### Work request
Filter this material down to the lines that contain the string "might", and return those lines.
Data Start Marker
PR #6996, opened 2025-03-05
feat: forc-test predicate logging

zees-dev:
## Description

This PR adds support for logging in predicates via the use of the `ECAL` opcode.
In the `ECAL` implementation we simply replicate the functionality of the `LOGD` instruction - but for predicates.

### Notes:
- To make this work we needed to create and propagate the `enable_predicate_logs` attribute in the `BuildProfile`, `BuildConfig`, and `Context` structs; this needed to be propagated down deep into the `ir_generation` so that the `__log` compiler intrinsic could branch based on the `enable_predicate_logs` attribute and the predicate program `Kind`.
- With this change; the `forc test --logs` and `forc test --raw-logs` commands will now output logs for predicates.
- `forc build` will compile the predicate (which contains logs) in `debug` mode successfully
- `forc build` will **NOT** compile the predicate (which contains logs) in `release` mode
- scripts, contracts, libraries should remain unaffected by this change

### Predicate
```sway
predicate;

pub struct CallParams {
    pub coins: u64,
    pub gas: u64,
}

fn main() -> bool {
    let call_params = CallParams {
        coins: 7,
        gas: 8,
    };
    log(call_params);
    false
}

#[test]
fn test_meaning_of_life() {
    log("test_meaning_of_life");
    assert(main() == false);
}
```

### `> forc test --logs`

Screenshot 2025-03-06 at 11 02 55 AM

### `> forc test --raw-logs`

Screenshot 2025-03-06 at 11 03 34 AM

## Checklist


forc-pkg/src/manifest/build_profile.rs
```diff
@@ -57,6 +59,7 @@ impl BuildProfile {
             profile: false,
             metrics_outfile: None,
             include_tests: false,
+            log_generation: false,
```
kayagokalp, line 62:
```suggestion
            log_generation: true,
```

forc-pkg/src/pkg.rs
```diff
@@ -309,6 +309,10 @@ pub struct BuildOpts {
     pub error_on_warnings: bool,
     /// Include all test functions within the build.
     pub tests: bool,
+    /// Whether or not to generate output logs for forc test.
```
kayagokalp, line 312:
```suggestion
    /// Whether or not to generate output logs for forc test.
```

I think we can improve the wording here because this flag does not alter the behviour of logs for contracts etc right? 

We should probably say that this flag is enabling logs in predicates or something like that maybe?

kayagokalp (commented):
Nice one! This looks good to me in general we should probably make `log_generation` flag true in debug build profile by default which i left as a comment as well.

Also we should consider renaming the this flag in my opinion. Because logs are already being generated for other program kinds other than predicates without this flag. `enable_predicate_logs` or something like this might be more on point (while being a little verbose, maybe we can find a common ground between this and enable_logs)

forc-test/src/ecal.rs
```diff
@@ -0,0 +1,130 @@
...
+/// # Output Format
+/// - Successfully decoded data is printed to console
+/// - Decoding failures are printed in red with additional debug information
+///
+/// # Dependencies
+/// The struct requires a program ABI to properly decode log data according to the
+/// types defined in the Sway program.
+#[derive(Debug, Clone)]
+pub struct PredicateLoggingEcal {
+    pub program_abi: Arc<ProgramABI>,
```
kayagokalp, line 37: Are we going to be using this for something? If i am not mistaken this is unused at the moment

zees-dev: A remnant from an initial implementation; addressed: https://github.com/FuelLabs/sway/pull/6996/commits/ca7530326e052a286eba4b9cd217d3ba6a4bf487

forc-pkg/src/pkg.rs
zees-dev: addressed: https://github.com/FuelLabs/sway/pull/6996/commits/54eb60dee3120de982f85a91a2f4e6dabd4cfa6b
Feel free to suggest improvement(s).

forc-pkg/src/manifest/build_profile.rs
zees-dev: https://github.com/FuelLabs/sway/pull/6996/commits/18d49489bb6899d3fbb19b361d546a01d4ffe3fe

forc-plugins/forc-client/src/op/deploy.rs
```diff
@@ -484,7 +484,7 @@ pub async fn deploy_executables(
         if let Some(loader_data_section_offset) =
             loader_data_offset(&pkg.bytecode.bytes, &BlobId::default())?
         {
-            if let ProgramABI::Fuel(mut fuel_abi) = pkg.program_abi.clone() {
+            if let ProgramABI::Fuel(mut fuel_abi) = pkg.program_abi.as_ref().clone() {
```
alfiedotwtf, line 487: Just checking... couldn't this be left as `pkg.program_abi.clone()`?

zees-dev:
> Nice one! This looks good to me in general we should probably make `log_generation` flag true in debug build profile by default which i left as a comment as well.
> 
> Also we should consider renaming the this flag in my opinion. Because logs are already being generated for other program kinds other than predicates without this flag. And users might end up mixing this with `--logs` in forc-test flags. `enable_predicate_logs` or something like this might be more on point (while being a little verbose, maybe we can find a common ground between this and enable_logs)

Agreed; renamed: https://github.com/FuelLabs/sway/pull/6996/commits/3ec072fa2667d6e2f339a3d452990778cdb886ec

forc-pkg/src/manifest/build_profile.rs
kayagokalp: We might want to update PR description:

| forc build will still continue to fail for predicates which contain logs (current behaviour)

I think we build in debug mode (not exactly sure) by default so it will build

forc-plugins/forc-client/src/op/deploy.rs
zees-dev: Does not compile without `.as_ref()`; the behaviour remains the same; the inner data is still copied over (as per original implementation).
A larger refactor would be required to actually utilize the arc count :/

kayagokalp:
I think this should be a breaking change? by default logs in predicates were a compile error but if the user does not pass in `--release` it will compile fine now. 

What do you think @FuelLabs/sway-compiler? Are you guys fine with `enable_predicate_logs` being on by default in `debug` builds but not in `release` builds?

sway-core/src/build_config.rs
```diff
@@ -312,6 +314,18 @@ impl BuildConfig {
         }
     }
 
+    /// Whether or not to generate output logs  for forc test.
```
alfiedotwtf, line 317: nit:

```
- output logs  for forc
+ output logs for forc
```

alfiedotwtf (changes requested):
Apart from my changes and question, looks good.

sway-core/src/build_config.rs
zees-dev: https://github.com/FuelLabs/sway/pull/6996/commits/f4f514bd7a84c7e189701038c978dab5b81baec6

alfiedotwtf (dismissed):

forc-plugins/forc-client/src/op/deploy.rs
kayagokalp: Unresolving this to make ensure you see this one, if you still feel like this is ok feel free to resolve:

I think this makes this a little bit anti-pattern as a reader of this code i see that an Arc is introduced my initial thought is that we do this remove deep copies of abi.  So while reviewing i thouhgt even though it is not related tot he feature implemented here it is ok not to rever this. But this can be dangerous in the later run if we end-up needing to profile things. We had instances where big clones hurt the memory usage heavily and this change might make the initial diagnosis for something like that a little hard to detect.

zees-dev: I think the `Arc` is quite helpful to have in the struct for any downstream references; there are more upside(s) of keeping it there - rather than having to re-introduce it if anything else downstream needs to clone it.
Instead i'll create a gh issue and reference it in the code.

zees-dev: addressed: https://github.com/FuelLabs/sway/pull/6996/commits/42b6e67d3c02352a9fc8bd0749048e3b8979e723
issue: https://github.com/FuelLabs/sway/issues/6997

alfiedotwtf (approved):

kayagokalp (changes requested):
I think we need the docs updated before merging with the build profile flag (enable predicate logging) and general limitations around predicates and logging such as: 

1) https://docs.fuel.network/guides/intro-to-predicates/debugging-with-scripts/#debugging-with-scripts
2) https://docs.fuel.network/docs/forc/manifest_reference/#the-build-profile-section

For first one we might need to contact @calldelegation to see where these docs are hosted.

IGI-111:
> forc build will NOT compile the predicate (which contains logs) in release mode

What does this mean, that `forc build --release` on a predicate will omit the logs or that it will fail to compile?

IGI-111:
> I think this should be a breaking change? by default logs in predicates were a compile error but if the user does not pass in `--release` it will compile fine now.
> 
> What do you think @FuelLabs/sway-compiler? Are you guys fine with `enable_predicate_logs` being on by default in `debug` builds but not in `release` builds?

I don't see a way for this to break existing released code or codebases. The compiler explicitly does not guarantee that it will compile to the same output across versions (otherwise we couldn't do optimizations).

As far as I understand, all that will change from merging this, from a user standpoint, is that a predicate compiled in debug mode will now be different and contain logging.

If this also changed release output, I'd be more careful because it might break some production assumptions about reproducibility, but changing debug behavior in this way seems totally fine.

zees-dev:
> > forc build will NOT compile the predicate (which contains logs) in release mode
> 
> What does this mean, that `forc build --release` on a predicate will omit the logs or that it will fail to compile?
> 
> Also will setting the build profile flag override this behavior or not?

Yeap release mode will throw typical error (`Using intrinsic "log" in a predicate is not allowed.`).
You can explicitly override this though (even in release mode):
```toml
[build-profile.release]
enable-predicate-logs = true
```

zees-dev:
> I think we need the docs updated before merging with the build profile flag (enable predicate logging) and general limitations around predicates and logging such as:
> 
> 1. https://docs.fuel.network/guides/intro-to-predicates/debugging-with-scripts/#debugging-with-scripts
> 2. https://docs.fuel.network/docs/forc/manifest_reference/#the-build-profile-section
> 
> For first one we might need to contact @calldelegation to see where these docs are hosted.

Address 2: https://github.com/FuelLabs/sway/pull/6996/commits/5c80e7b0406ac22e495cc64ef00f042b3a5f3de7
As for 1; I propose we can address that later - ensure that the docs are updated before next release - so that it doesnt block this from being merged.

zees-dev:
> Should we have a test for a project that has logging triggered from a sway unit test?

addressed: https://github.com/FuelLabs/sway/pull/6996/commits/64d5b695b8d65f28fd8219c9af8746173906515e

sdankel (approved):
LGTM, nice work!

kayagokalp (approved):
Nice one!

JoshuaBatty (approved):
:shipit:

IGI-111 (changes requested):
> Yeap release mode will fail to compile (throws typical error - `Using intrinsic "log" in a predicate is not allowed.`). You can explicitly override this though (even in release mode):
> 
> ```toml
> [build-profile.release]
> enable-predicate-logs = true
> ```
Okay, this needs to be clearer in my opinion, we should have the error direct the user to a solution (either removing the logs or turning on this option) and making it clear what's happening here.

At the least the error should be updated to tell the truth (that it's allowed under certain circumstances).

IGI-111:
I also think we should discuss eliding log predicate invocation in release builds by default instead of erroring out. I'm not sure that's the best behavior, but we should consider it versus having the user modify their source code when building for release. That would likely prove annoying.

kayagokalp:
I think this is superseded by #7015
Data End Marker
### Solution
Also we should consider renaming the this flag in my opinion. Because logs are already being generated for other program kinds other than predicates without this flag. `enable_predicate_logs` or something like this might be more on point (while being a little verbose, maybe we can find a common ground between this and enable_logs)
> Also we should consider renaming the this flag in my opinion. Because logs are already being generated for other program kinds other than predicates without this flag. And users might end up mixing this with `--logs` in forc-test flags. `enable_predicate_logs` or something like this might be more on point (while being a little verbose, maybe we can find a common ground between this and enable_logs)
kayagokalp: We might want to update PR description:
I think this makes this a little bit anti-pattern as a reader of this code i see that an Arc is introduced my initial thought is that we do this remove deep copies of abi.  So while reviewing i thouhgt even though it is not related tot he feature implemented here it is ok not to rever this. But this can be dangerous in the later run if we end-up needing to profile things. We had instances where big clones hurt the memory usage heavily and this change might make the initial diagnosis for something like that a little hard to detect.
For first one we might need to contact @calldelegation to see where these docs are hosted.
If this also changed release output, I'd be more careful because it might break some production assumptions about reproducibility, but changing debug behavior in this way seems totally fine.
> For first one we might need to contact @calldelegation to see where these docs are hosted.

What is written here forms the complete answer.